-- MATERIAL PROVIDED follows --

PR #1234, opened 2021-02-12
fix(jexl): fix validation of numbers in transforms

aziiee:
We need to validate numbers differently since `null` `""` `true`
and `false` are not `NaN` and therefore a validation with `isNaN()`
is pretty much useless.

### DIFF
--- a/addon/lib/document.js
+++ b/addon/lib/document.js
@@ -8,7 +8,8 @@ import { decodeId } from "ember-caluma/helpers/decode-id";
 import Base from "ember-caluma/lib/base";
 import { intersects } from "ember-caluma/utils/jexl";
 
-const onlyNumbers = (nums) => nums.filter((num) => !isNaN(num));
+const onlyNumbers = (nums) =>
+  nums.filter((num) => !isNaN(num) && typeof num === "number");
 const sum = (nums) => nums.reduce((num, base) => base + num, 0);
 
 /**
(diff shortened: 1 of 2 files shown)


aziiee:
cc @sbor23

sbor23 (approved):
Seems to be the better solution, a quick test with floats works too. But I'm not a JS expert so I'd prefer some frontend people to look at it too.

Edit: Testing could still be a bit more extensive, e.g. I tested `onlyNumber([1, 2, "3", "1", "nan", NaN, null, 1.2, 1.0])` because not some was missing in tests...

addon/lib/document.js
```diff
@@ -8,7 +8,10 @@ import { decodeId } from "ember-caluma/helpers/decode-id";
 import Base from "ember-caluma/lib/base";
 import { intersects } from "ember-caluma/utils/jexl";
 
-const onlyNumbers = (nums) => nums.filter((num) => !isNaN(num));
+const onlyNumbers = (nums) =>
+  nums.filter(
+    (num) => Number.isInteger(num) || (Number(num) === num && num % 1 !== 0)
```
anehx, line 13: Uhm, how about `(num) => typeof num === "number"`? I thought we agreed that we don't want to cast the input.

anehx (changes requested):

addon/lib/document.js
sbor23: It don't know exactly what the right part of the OR does, but it doesn't allow strings. My test above yielded this result: `[ 1, 2, 1.2, 1 ]`

aziiee: As discussed with @kaldras, I've updated it to `(num) => !isNaN(num) && typeof num === "number"` since `typeof NaN === "number" results in `true``

kaldras (approved):

PR #1258, opened 2021-02-24
feat(cfb): implement search and pagination of form list

luytena:
Add the capability of searching for specific form names among the
listed forms. Paginate the retrieved forms and allow to load more
forms on demand.

### DIFF
--- a/addon/caluma-query/models/form.js
+++ b/addon/caluma-query/models/form.js
@@ -1,0 +1,11 @@
+import CalumaQueryModel from "./index";
+
+export default class FormModel extends CalumaQueryModel {
+  static fragment = `{
+    name
+    slug
+    description
+    isArchived
+    isPublished
+  }`;
+}
--- a/addon/caluma-query/queries/form.js
+++ b/addon/caluma-query/queries/form.js
@@ -1,0 +1,36 @@
+import BaseQuery from "./base";
+
+export default class FormQuery extends BaseQuery {
+  dataKey = "allForms";
+  modelName = "form";
+
+  get query() {
+    return `
+      query (
+        $filter: [FormFilterSetType], 
+        $order: [FormOrderSetType], 
+        $pageSize: Int, 
+        $cursor: String
+      ) {
+        allForms(
+          filter: $filter, 
+          order: $order, 
+          first: $pageSize,
+          after: $cursor,
+        ) {
+          ${this.pagination}
+          edges {
+            node {
+              id
+              __typename
+              ...FormFragment
+            }
+          }
+        }
+      }
+
+      fragment FormFragment on Form ${this.modelClass.fragment} 
+
+    `;
+  }
+}
--- a/addon/components/cfb-form-list.js
+++ b/addon/components/cfb-form-list.js
@@ -1,28 +1,42 @@
+import { action } from "@ember/object";
 import Component from "@glimmer/component";
 import { tracked } from "@glimmer/tracking";
 import { queryManager } from "ember-apollo-client";
-import { restartableTask } from "ember-concurrency";
+import { timeout } from "ember-concurrency";
+import { restartableTask } from "ember-concurrency-decorators";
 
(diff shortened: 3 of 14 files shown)


addon/caluma-query/models/form.js
```diff
@@ -0,0 +1,11 @@
+import CalumaQueryModel from "./index";
+
+export default class FormModel extends CalumaQueryModel {
+  static FormInfo = `{
```
anehx, line 4: Please name this `fragment` to be consistent with the other models

addon/caluma-query/queries/form.js
```diff
@@ -0,0 +1,91 @@
...
+    );
+
+    // select forms whose slug contains search value and
+    // use slugs as filter for pagination query
+    forms = forms.filter((form) => form.node.slug.includes(search));
+    filter.push({ slugs: forms.map((form) => form.node.slug) });
+
+    // perform form fetch with pagination
+    return super.fetch({ filter, order, queryOptions });
+  }
```
anehx, line 90: IMO this should not be necessary. `search` can be used like every other filter provided by the API. You should be able to just call `fetch({ filter: [{ search: "xy" }] })`

addon/mirage-graphql/filters/base.js
```diff
@@ -16,6 +16,8 @@ export default class {
   }
 
   filter(records, filters) {
+    // flatten array of filters
+    filters = Array.isArray(filters) ? Object.assign(...filters) : filters;
```
anehx, line 20: Why is this needed?

addon/components/cfb-form-list.js
```diff
@@ -1,29 +1,55 @@
...
+  @action
+  loadMoreForms() {
+    this.fetchForms.perform(true);
   }
 
   @restartableTask
-  *forms() {
-    if (this.args.forms) {
-      return this.args.forms.perform();
+  *fetchForms(loadMore = false) {
```
anehx, line 39: I don't really see why this task is needed anymore. This should all be handled by the query object. Let's discuss this!

tests/integration/components/cfb-form-list-test.js
```diff
@@ -18,16 +18,16 @@ module("Integration | Component | cfb-form-list", function (hooks) {
...
-          { node: { id: 4, slug: "form-4", title: "Form 4" } },
-          { node: { id: 5, slug: "form-5", title: "Form 5" } },
+          { id: 1, slug: "form-1", title: "Form 1" },
+          { id: 2, slug: "form-2", title: "Form 2" },
+          { id: 3, slug: "form-3", title: "Form 3" },
+          { id: 4, slug: "form-4", title: "Form 4" },
+          { id: 5, slug: "form-5", title: "Form 5" },
         ];
       })
     );
```
anehx, line 28: Let's use mirage in this test.

addon/templates/components/cfb-form-list.hbs
```diff
@@ -26,30 +30,51 @@
...
-      >
-        {{uk-icon "search" ratio=10}}
-        <p class="uk-text-muted">{{t "caluma.form-builder.form.empty"}}</p>
-      </div>
-    {{/if}}
+    <div
+      data-test-form-list-empty
+      class="uk-padding-large uk-padding-remove-horizontal uk-text-center"
+    >
+      {{uk-icon "search" ratio=10}}
```
anehx, line 74:
```suggestion
      <UkIcon @icon="search" @ratio={{10}} />
```

anehx (changes requested):
Looks good in general but still needs some tweaking, we'll discuss this together and go trough my comments. Try to no overdo it with the comments those are only helpful if it's not obvious, otherwise it's just noise. E.g: `// perform form fetch with pagination` doesn't really add an value.

anehx:
Backend search will be fixed by https://github.com/projectcaluma/caluma/pull/1392

anehx (approved):
Awesome work! :100: :fire:

PR #1259, opened 2021-02-24
Fix various issues with the CI pipelines

anehx:
- f47a99ec017e311e15d450f4452fa1028170e273 optimizes build time with caching and prevents jobs from idling up to 6 hours
- b9c77481d0fed1448ad87e1ad30903b06dfaedcb fixes the idling piplines we currently have
- 69c2734fe592acf414edaab9ae135c5c636239d6 fixes the flaky test we weren't able to reproduce forever

This speeds our pipeline up from originally ~20min to now ~7min (with 2 jobs not even having a cache yet)


czosel (approved):
:100: Looks great!

PR #1260, opened 2021-02-24
chore(tests): fix flaky tests with date questions

anehx:
Date questions didn't work in our tests. Since we randomly take a type
this issue only popped up sometimes. This handles date questions
properly and also tests them!


anehx:
Superseeded by #1259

-- MATERIAL PROVIDED concluded --

- **PROBLEM STATEMENT**
Each line above should be output exactly as written.

- **SOLUTION TO THIS TASK**
PR #1234, opened 2021-02-12
fix(jexl): fix validation of numbers in transforms

aziiee:
We need to validate numbers differently since `null` `""` `true`
and `false` are not `NaN` and therefore a validation with `isNaN()`
is pretty much useless.

### DIFF
--- a/addon/lib/document.js
+++ b/addon/lib/document.js
@@ -8,7 +8,8 @@ import { decodeId } from "ember-caluma/helpers/decode-id";
 import Base from "ember-caluma/lib/base";
 import { intersects } from "ember-caluma/utils/jexl";
 
-const onlyNumbers = (nums) => nums.filter((num) => !isNaN(num));
+const onlyNumbers = (nums) =>
+  nums.filter((num) => !isNaN(num) && typeof num === "number");
 const sum = (nums) => nums.reduce((num, base) => base + num, 0);
 
 /**
(diff shortened: 1 of 2 files shown)


aziiee:
cc @sbor23

sbor23 (approved):
Seems to be the better solution, a quick test with floats works too. But I'm not a JS expert so I'd prefer some frontend people to look at it too.

Edit: Testing could still be a bit more extensive, e.g. I tested `onlyNumber([1, 2, "3", "1", "nan", NaN, null, 1.2, 1.0])` because not some was missing in tests...

addon/lib/document.js
```diff
@@ -8,7 +8,10 @@ import { decodeId } from "ember-caluma/helpers/decode-id";
 import Base from "ember-caluma/lib/base";
 import { intersects } from "ember-caluma/utils/jexl";
 
-const onlyNumbers = (nums) => nums.filter((num) => !isNaN(num));
+const onlyNumbers = (nums) =>
+  nums.filter(
+    (num) => Number.isInteger(num) || (Number(num) === num && num % 1 !== 0)
```
anehx, line 13: Uhm, how about `(num) => typeof num === "number"`? I thought we agreed that we don't want to cast the input.

anehx (changes requested):

addon/lib/document.js
sbor23: It don't know exactly what the right part of the OR does, but it doesn't allow strings. My test above yielded this result: `[ 1, 2, 1.2, 1 ]`

aziiee: As discussed with @kaldras, I've updated it to `(num) => !isNaN(num) && typeof num === "number"` since `typeof NaN === "number" results in `true``

kaldras (approved):

PR #1258, opened 2021-02-24
feat(cfb): implement search and pagination of form list

luytena:
Add the capability of searching for specific form names among the
listed forms. Paginate the retrieved forms and allow to load more
forms on demand.

### DIFF
--- a/addon/caluma-query/models/form.js
+++ b/addon/caluma-query/models/form.js
@@ -1,0 +1,11 @@
+import CalumaQueryModel from "./index";
+
+export default class FormModel extends CalumaQueryModel {
+  static fragment = `{
+    name
+    slug
+    description
+    isArchived
+    isPublished
+  }`;
+}
--- a/addon/caluma-query/queries/form.js
+++ b/addon/caluma-query/queries/form.js
@@ -1,0 +1,36 @@
+import BaseQuery from "./base";
+
+export default class FormQuery extends BaseQuery {
+  dataKey = "allForms";
+  modelName = "form";
+
+  get query() {
+    return `
+      query (
+        $filter: [FormFilterSetType], 
+        $order: [FormOrderSetType], 
+        $pageSize: Int, 
+        $cursor: String
+      ) {
+        allForms(
+          filter: $filter, 
+          order: $order, 
+          first: $pageSize,
+          after: $cursor,
+        ) {
+          ${this.pagination}
+          edges {
+            node {
+              id
+              __typename
+              ...FormFragment
+            }
+          }
+        }
+      }
+
+      fragment FormFragment on Form ${this.modelClass.fragment} 
+
+    `;
+  }
+}
--- a/addon/components/cfb-form-list.js
+++ b/addon/components/cfb-form-list.js
@@ -1,28 +1,42 @@
+import { action } from "@ember/object";
 import Component from "@glimmer/component";
 import { tracked } from "@glimmer/tracking";
 import { queryManager } from "ember-apollo-client";
-import { restartableTask } from "ember-concurrency";
+import { timeout } from "ember-concurrency";
+import { restartableTask } from "ember-concurrency-decorators";
 
(diff shortened: 3 of 14 files shown)


addon/caluma-query/models/form.js
```diff
@@ -0,0 +1,11 @@
+import CalumaQueryModel from "./index";
+
+export default class FormModel extends CalumaQueryModel {
+  static FormInfo = `{
```
anehx, line 4: Please name this `fragment` to be consistent with the other models

addon/caluma-query/queries/form.js
```diff
@@ -0,0 +1,91 @@
...
+    );
+
+    // select forms whose slug contains search value and
+    // use slugs as filter for pagination query
+    forms = forms.filter((form) => form.node.slug.includes(search));
+    filter.push({ slugs: forms.map((form) => form.node.slug) });
+
+    // perform form fetch with pagination
+    return super.fetch({ filter, order, queryOptions });
+  }
```
anehx, line 90: IMO this should not be necessary. `search` can be used like every other filter provided by the API. You should be able to just call `fetch({ filter: [{ search: "xy" }] })`

addon/mirage-graphql/filters/base.js
```diff
@@ -16,6 +16,8 @@ export default class {
   }
 
   filter(records, filters) {
+    // flatten array of filters
+    filters = Array.isArray(filters) ? Object.assign(...filters) : filters;
```
anehx, line 20: Why is this needed?

addon/components/cfb-form-list.js
```diff
@@ -1,29 +1,55 @@
...
+  @action
+  loadMoreForms() {
+    this.fetchForms.perform(true);
   }
 
   @restartableTask
-  *forms() {
-    if (this.args.forms) {
-      return this.args.forms.perform();
+  *fetchForms(loadMore = false) {
```
anehx, line 39: I don't really see why this task is needed anymore. This should all be handled by the query object. Let's discuss this!

tests/integration/components/cfb-form-list-test.js
```diff
@@ -18,16 +18,16 @@ module("Integration | Component | cfb-form-list", function (hooks) {
...
-          { node: { id: 4, slug: "form-4", title: "Form 4" } },
-          { node: { id: 5, slug: "form-5", title: "Form 5" } },
+          { id: 1, slug: "form-1", title: "Form 1" },
+          { id: 2, slug: "form-2", title: "Form 2" },
+          { id: 3, slug: "form-3", title: "Form 3" },
+          { id: 4, slug: "form-4", title: "Form 4" },
+          { id: 5, slug: "form-5", title: "Form 5" },
         ];
       })
     );
```
anehx, line 28: Let's use mirage in this test.

addon/templates/components/cfb-form-list.hbs
```diff
@@ -26,30 +30,51 @@
...
-      >
-        {{uk-icon "search" ratio=10}}
-        <p class="uk-text-muted">{{t "caluma.form-builder.form.empty"}}</p>
-      </div>
-    {{/if}}
+    <div
+      data-test-form-list-empty
+      class="uk-padding-large uk-padding-remove-horizontal uk-text-center"
+    >
+      {{uk-icon "search" ratio=10}}
```
anehx, line 74:
```suggestion
      <UkIcon @icon="search" @ratio={{10}} />
```

anehx (changes requested):
Looks good in general but still needs some tweaking, we'll discuss this together and go trough my comments. Try to no overdo it with the comments those are only helpful if it's not obvious, otherwise it's just noise. E.g: `// perform form fetch with pagination` doesn't really add an value.

anehx:
Backend search will be fixed by https://github.com/projectcaluma/caluma/pull/1392

anehx (approved):
Awesome work! :100: :fire:

PR #1259, opened 2021-02-24
Fix various issues with the CI pipelines

anehx:
- f47a99ec017e311e15d450f4452fa1028170e273 optimizes build time with caching and prevents jobs from idling up to 6 hours
- b9c77481d0fed1448ad87e1ad30903b06dfaedcb fixes the idling piplines we currently have
- 69c2734fe592acf414edaab9ae135c5c636239d6 fixes the flaky test we weren't able to reproduce forever

This speeds our pipeline up from originally ~20min to now ~7min (with 2 jobs not even having a cache yet)


czosel (approved):
:100: Looks great!

PR #1260, opened 2021-02-24
chore(tests): fix flaky tests with date questions

anehx:
Date questions didn't work in our tests. Since we randomly take a type
this issue only popped up sometimes. This handles date questions
properly and also tests them!


anehx:
Superseeded by #1259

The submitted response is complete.